Liliana se obstinó en querer cuidar a aquel viejo, a quien ella amaba como una hija, y que nos había echado las bendicienes el día de nuestras bodas; yo temblaba por mi esposa con toda mi alma; mas, por otra parte, no podía oponerme a que cumpliera sus deberes de buena cristiana.

Asistía al enfermo noche y día, ayudada por la Atkins y la Grossvenor, que imitaban su ejemplo.

Al segundo día perdió Smith el conocimiento, y al octavo exhaló su postrer suspiro en brazos de Liliana. Yo mismo le di sepultura, mojando con mis lágrimas los despojos mortales de aquel hombre, que no sólo había sido mi ayuda y mi brazo derecho en todo, sino además un verdadero padre para los dos.

Creíamos que después del sacrificio de aquella vida tendría Dios piedad de nosotros; pero no fué así. El mismo día cayó enfermo otro emigrante, y después, casi diariamente, se quedaba alguno en el carro para ya no salir de él sino conducido en nuestros brazos hacia la fosa.

Errábamos así por el desierto, perseguidos por el contagio, que iba tronchando nuevas víctimas.

También la señora Atkins se puso enferma; pero gracias a los solícitos cuidados de Liliana, fué su dolencia vencida, por fortuna. Yo me sentía cada vez más desanimado y entristecido, y a veces, cuando Liliana estaba asistiendo a los enfermos y yo de servicio en la vanguardia de la caravana, oprimiame, solo, en la obscuridad, las sienes con las manos y suplicaba al Señor, echado por tierra, como un humilde perro, que tuviera misericordia de mi adorada esposa, sin que osara, empero, murmurar las palabras «Cúmplase tu voluntad, y no la mía.
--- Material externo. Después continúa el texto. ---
Issue #8069, opened 2022-12-16
Backporting LuaJIT upstream commits part 3


Buristan:
This ticket is an umbrella for all commits we planning to back-port in the next Q.
This list includes commits excluded from #7230 and may be updated later with some new.

GC64:
* [x] [7e662e4f](https://github.com/LuaJIT/LuaJIT/commit/7e662e4f) x64/LJ_GC64: Fix emit_rma(). (**on review**, @Buristan)

Handle exeptions on traces:
* [x] [a32aeadc](https://github.com/LuaJIT/LuaJIT/commit/a32aeadc) Handle on-trace OOM errors from helper functions. (**on review**, @fckxorg)
* [x] [e9577376](https://github.com/LuaJIT/LuaJIT/commit/e9577376) Disable unreliable assertion for external frame unwinding. (**on review**, @fckxorg)
* [x] [be251d91](https://github.com/LuaJIT/LuaJIT/commit/be251d91) OSX: Disable unreliable assertion for external frame unwinding. (**on review**, @fckxorg)
* [x] [bf51d353](https://github.com/LuaJIT/LuaJIT/commit/bf51d353) Fix IR_RENAME snapshot number. Follow-up fix for a32aeadc. (**on review**, @fckxorg)

ARM64:
* [x] [b33e3f2d](https://github.com/LuaJIT/LuaJIT/commit/b33e3f2d) ARM64: Avoid side-effects of constant rematerialization.
* [x] [5bf0da3d](https://github.com/LuaJIT/LuaJIT/commit/5bf0da3d) ARM64: Fix {AHUV}LOAD specialized to nil/false/true.
* [x] [b4b2dce9](https://github.com/LuaJIT/LuaJIT/commit/b4b2dce9) ARM64: Fix pcall() error case.

general + x86/x64:
* [x] [03208c81](https://github.com/LuaJIT/LuaJIT/commit/03208c81) Fix math.min()/math.max() inconsistencies.
* [x] [522d2073](https://github.com/LuaJIT/LuaJIT/commit/522d2073) x86/x64: Fix loop realignment.
* [x] [fc63c938](https://github.com/LuaJIT/LuaJIT/commit/fc63c938) Fix os.date() for wider libc strftime() compatibility.
* [x] [430d9f8f](https://github.com/LuaJIT/LuaJIT/commit/430d9f8f) Fix string.format("%c", 0). 
[...]

Issue #7230, opened 2022-06-02
Backporting LuaJIT upstream commits part 2


Buristan:
This ticket is an umbrella for all commits we planning to back-port in the next Q.
This list includes commits excluded from #6548 and may be updated later with some new.

Unwinding on M1 and prerequisites:
* [x] [e1319361](https://github.com/LuaJIT/LuaJIT/commit/e1319361) Cleanup and enable external unwinding for more platforms.
* [x] [d4a554d6](https://github.com/LuaJIT/LuaJIT/commit/d4a554d6) OSX: Fix build by hardcoding external frame unwinding.
* [x] [27ee3bcd](https://github.com/LuaJIT/LuaJIT/commit/27ee3bcd) OSX/ARM64: Disable external unwinding for now.
* [x] [421c4c79](https://github.com/LuaJIT/LuaJIT/commit/421c4c79) ARM64: Reorder interpreter stack frame and fix unwinding.
* [x] [78350a25](https://github.com/LuaJIT/LuaJIT/commit/78350a25) OSX/ARM64: Disable unwind info.
* [x] [b9d52396](https://github.com/LuaJIT/LuaJIT/commit/b9d52396) BSD: Fix build with BSD grep.
* [x] [66563bda](https://github.com/LuaJIT/LuaJIT/commit/66563bda) Fix build with busybox grep.
* [x] [bfcb74ed](https://github.com/LuaJIT/LuaJIT/commit/bfcb74ed) OSX/ARM64: Fix external unwinding. (#6096)

general + x86/x64:
* [x] [b4ed3219](https://github.com/LuaJIT/LuaJIT/commit/b4ed3219) LJ_GC64: Fix ir_khash for non-string GCobj.
* [x] [05fbdf56](https://github.com/LuaJIT/LuaJIT/commit/05fbdf56) x64/LJ_GC64: Fix type-check-only variant of SLOAD.
* [x] [b5b20191](https://github.com/LuaJIT/LuaJIT/commit/b5b20191) Save trace recorder state around VM event call. (#6782)
* [x] [ca8d3257](https://github.com/LuaJIT/LuaJIT/commit/ca8d3257) Ensure correct stack top for OOM error message.
* [x] [0913b16e](https://github.com/LuaJIT/LuaJIT/commit/0913b16e) Fix handling of errors during snapshot restore.
* [x] [de8e88b0](https://github.com/LuaJIT/LuaJIT/commit/de8e88b0) Call error function on rethrow after trace exit.
[...]

PR #8426, opened 2023-03-10
luajit: bump new version

### LINKED ISSUE #6163: math.min/math.max JIT misbehaviour
Originally observed via [CI](https://github.com/tarantool/tarantool/runs/2859823675#step:5:9154).

When one runs the script it produces different results if `math.min()`/`math.max()` is compiled:
```lua
local pcall = pcall
local print = print
local tostring = tostring

local curr_test = 0
function ok (test, name)
    curr_test = curr_test + 1
    local out = ''
    if not test then
        out = "not "
    end
    out = out .. "ok " .. tostring(curr_test)
    if name then
        out = out .. " - " .. name
    end
    print(out)
end

function like (got, pattern, name)
    local pass = tostring(got):match(pattern)
    ok(pass, name)
    if not pass then
        diag("                  " .. tostring(got))
        diag("    doesn't match '" .. tostring(pattern) .. "'")
    end
end

function error_like (code, pattern, name)
    local r, msg = pcall(code)
    if r then
        ok(false, name)
        diag("    unexpected success")
        diag("    expected: " .. tostring(pattern))
    else
        like(msg, pattern, name)
    end
end

function diag (msg)
    print("# " .. msg)
end

for i= 1,1e3 do
    error_like(function () math.min() end,
               "^[^:]+:%d+: bad argument #1 to 'min' %(.- expected",
               "function min 0")
end
```

The output:
```
ok 1 - function min 0
ok 2 - function min 0
ok 3 - function min 0
...
not ok 769 - function min 0
#     unexpected success
#     expected: ^[^:]+:%d+: bad argument #1 to 'min' %(.- expected
ok 770 - function min 0
...
ok 1000 - function min 0
```

The problem occurs when recording trace is aborted.
The issue is fixed in vanilla LuaJIT.
Necessary to simplify test case and backport corresponding patches.

igormunkin:
* ARM64: Avoid side-effects of constant rematerialization.
* ARM64: Fix {AHUV}LOAD specialized to nil/false/true.
* ARM64: Fix pcall() error case.
* Fix math.min()/math.max() inconsistencies.
* test: add test case for math.modf

Closes #6163
Part of #8069
Follows up #7230

NO_DOC=LuaJIT submodule bump
NO_TEST=LuaJIT submodule bump

### DIFF
--- a/changelogs/unreleased/gh-8069-luajit-fixes.md
+++ b/changelogs/unreleased/gh-8069-luajit-fixes.md
@@ -1,0 +1,10 @@
+## bugfix/luajit
+
+Backported patches from vanilla LuaJIT trunk (gh-8069). In the scope of this
+activity, the following issues have been resolved:
+
+* Fixed successful `math.min/math.max` call with no args (gh-6163).
+* Fixed inconsistencies in `math.min/math.max` calls with NaN arg (gh-6163).
+* Fixed `pcall()` call without arguments on arm64.
+* Fixed assembling of IR_{AHUV}LOAD specialized to boolean for aarch64.
+* Fixed constant rematerialization on arm64.


Buristan (approved):
Hi, Igor!
Thanks for the patch!
LGTM!

ylobankov (approved):
LGTM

A veces, por la noche, cuando estábamos uno junto al otro, despertaba yo de improviso con la obsesión de que la peste sacudía el toldo de nuestro carro, y miraba de reojo buscando a Liliana.

Todos los ratos en que no me hallaba a su lado—y eran muy frecuentes—convertíanse para mí en una continua tortura, que me doblegaba como doblega un árbol la furia del vendaval. Y, sin embargo, Liliana sobrellevaba muy bien todas las fatigas y todas las penalidades. Los hombres más robustos iban cayendo enfermos, y ella, bien que enflaquecida, pálida y con las señales cada vez más visibles de la maternidad en el semblante, continuaba con buena salud y yendo de carro en carro. No me atrevía yo nunca a preguntarle por su salud; pero la abrazaba, teniéndola apretada contra mi pecho, largo, largo rato, y cuando quería decirle algo sentíame un tan fuerte nudo en la garganta, que no me era dado articular palabra.

Poco a poco la esperanza fué reanimando mi es píritu y cesaron de zumbar en mis oídos las terribles palabras de la Biblia: Who worshipped and served the creature more than the Creator?

Nos acercamos a la parte occidental de la Nevada, donde detrás de las lagunas muertas, de las tierras saladas y del desierto pedregoso, empieza una zona de estepa, llana, verde y fértil. Cuando, al cabo de dos días de viaje, nadie se puso enfermo, creí que nuestra miseria habría terminado, y ¡a fe que ya era hora!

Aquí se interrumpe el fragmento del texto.